-- Data in this exercise follows --

PR #2229, opened 2024-08-15
DC: Add BorderVals check for sutter hardware

### LINKED ISSUE #2214: DC_CheckIfDataWaveHasBorderVals needs to support Sutter hardware
And also prefer HW_GetVoltageRanges.

MichaelHuth:
- cleaned up function DC_CheckIfDataWaveHasBorderVals
- use also HW_GetVoltageRange for ITC
- use the same approach for NI and Sutter
- return the proper channel index for NI (was always 0 before)
- adapt user message

close #2214

### DIFF
--- a/Packages/MIES/MIES_DataConfigurator.ipf
+++ b/Packages/MIES/MIES_DataConfigurator.ipf
@@ -1950,9 +1950,9 @@ static Function [variable result, variable row, variable column] DC_CheckIfDataW
 					return [1, V_row, V_col]
 				endif
 
-				return [0, NaN, NaN]
 			endfor
-			break
+
+			return [0, NaN, NaN]
 		case HARDWARE_SUTTER_DAC:
 			// @todo Determine what to check here
 			break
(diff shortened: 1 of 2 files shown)


t-b (dismissed):

MichaelHuth:
@t-b The failing test(s) actually have a deeper issue. One bug in main was that for NI only the first channel was checked for BorderVals because the return was inside the for loop and not outside.
The fix revealed now that actually some tests have BorderVals after the setup and thus, don't acquire.

t-b:
@MichaelHuth Thanks for digging. The commit history currently hides this bugfix. So please a separate commit with the fix and the test fixes.

MichaelHuth:
@t-b For channels with no amplifier we use a default gain factor of 1 mV/V or V/pA. With an default TP amplitude of 10 mV / -50 pA we get target DA values of 10 V / - 50 V that will always trigger the check for border values.

Changing that is also a bit incovenient then, because I need to go to the Hardware tab, set the gain there for the HS that has no amp and then again in the DA tab for the DA channel. I think in that moment the amp setting in the hardware tab should be disabled and not checked to be the same as for the DA channel. Then the user only needs to handle the DA channel gain.

Also I limited for Sutter/NI the border values check to DA channel only. Because AD is not yet measured and TTL can only have 0 or 1. That raises the question if there should be a check on the AD values after acquisition for border values. I think there should be at least a warning if the AD gain was set such way that the acquired values were capped. If there is later some data analysis run in the capped range the results are probably bogus.

t-b (approved):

-- Data in this exercise concluded --

**Action item**
The response should be the listing above, limited to the lines between the one holding "variable column] DC_CheckIfDataW" and the one holding "and not outside.", inclusive, reproduced exactly.

**Solution for this exercise**
@@ -1950,9 +1950,9 @@ static Function [variable result, variable row, variable column] DC_CheckIfDataW
 					return [1, V_row, V_col]
 				endif
 
-				return [0, NaN, NaN]
 			endfor
-			break
+
+			return [0, NaN, NaN]
 		case HARDWARE_SUTTER_DAC:
 			// @todo Determine what to check here
 			break
(diff shortened: 1 of 2 files shown)


t-b (dismissed):

MichaelHuth:
@t-b The failing test(s) actually have a deeper issue. One bug in main was that for NI only the first channel was checked for BorderVals because the return was inside the for loop and not outside.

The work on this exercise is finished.